Reklama

Zawodnik CS:GO przerwał karierę. Powodem wojsko

​ENCE Esports zostało zmuszone dokonać roszady w składzie na nadchodzące turnieje. Na ławce rezerwowych znalazł się bowiem jeden z liderów formacji - Jere "sergei" Salo. Powód jego absencji jest jednak dość nietypowy. Zawodnik przerwał karierę z powodu konieczności przejścia obowiązkowej służby wojskowej.

Wielki talent

"sergeja" nie trzeba szczególnie przedstawiać fanom profesjonalnej rywalizacji w Counter-Strike'u: Global Offensive. Mimo że zawodnik ma dopiero 18 lat, to już kilka lat temu zdołał on wejść do absolutnej czołówki pod względem umiejętności indywidualnych. Gracz w wielu turniejach pokazał swoją klasę, co dowodzi statuetka dla najlepszego zawodnika turnieju podczas StarSeries i-League Season 6.

Najważniejszym momentem w esportowej przygodzie nastolatka było dołączenie do organizacji ENCE Esports. Finowie złożyli skład z rodzimych zawodników, który miał za zadanie nawiązać do światowej czołówki.

Reklama

Skład przerósł jednak oczekiwania, stając się jednym z najlepszych zespołów. Drużyna szczególnie udanie poradziła sobie podczas IEM-a Katowice w 2019 roku, dochodząc aż do finału zmagań. Wtedy też zbudowano wokół niej największą popularność.
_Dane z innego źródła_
PR #2685, opened 2026-02-25
chore: run `oxfmt` from workspace root

tido64:
### Description

Run `oxfmt` from workspace root

### Platforms affected

- [ ] Android
- [ ] iOS
- [ ] macOS
- [ ] visionOS
- [ ] Windows

### Test plan

n/a

### DIFF
--- a/package.json
+++ b/package.json
@@ -1,7 +1,7 @@
 {
-  "private": true,
   "name": "@microsoft/root",
   "version": "0.0.1-dev",
+  "private": true,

Z czasem formacja zaczęła jednak tracić na wartości, w czym znacząco pomogła niezrozumiała decyzja o odsunięciu od składu Aleksiego "Aleksiba" Virolainena. Po utracie jednego z najlepszych prowadzących globu ENCE nie potrafiło nawiązać do swoich najlepszych osiągnięć, notując nieregularne wyniki. Ostatnio nawet sam "sergej" nie był w najlepszej formie, co odzwierciedlają jego statystyki z ostatnich miesięcy.

Tylko wojsko, czy może coś jeszcze?

Pod koniec roku Salo trafił na ławkę rezerwowych swojego zespołu. Powodem nie są jednak roszady mające na celu zmienić coś w drużynie. 18-latek musi odpocząć od zawodowego grania z powodu służby wojskowej.

Ta w Finlandii jest bowiem obowiązkowa, a odbyć ją muszą mężczyźni po osiągnięciu 18 roku życia. "W kamaszach" zawodnik może spędzić nawet rok, dlatego przerwa esportowca może trochę potrwać.

Niektórzy sugerują jednak, iż "sergej" wcale nie musi po służbie wracać do ENCE. Dla gracza ma pojawić się szansa zmiany otoczenia, tym bardziej że niewątpliwie ktoś zainteresuje się 18-latkiem.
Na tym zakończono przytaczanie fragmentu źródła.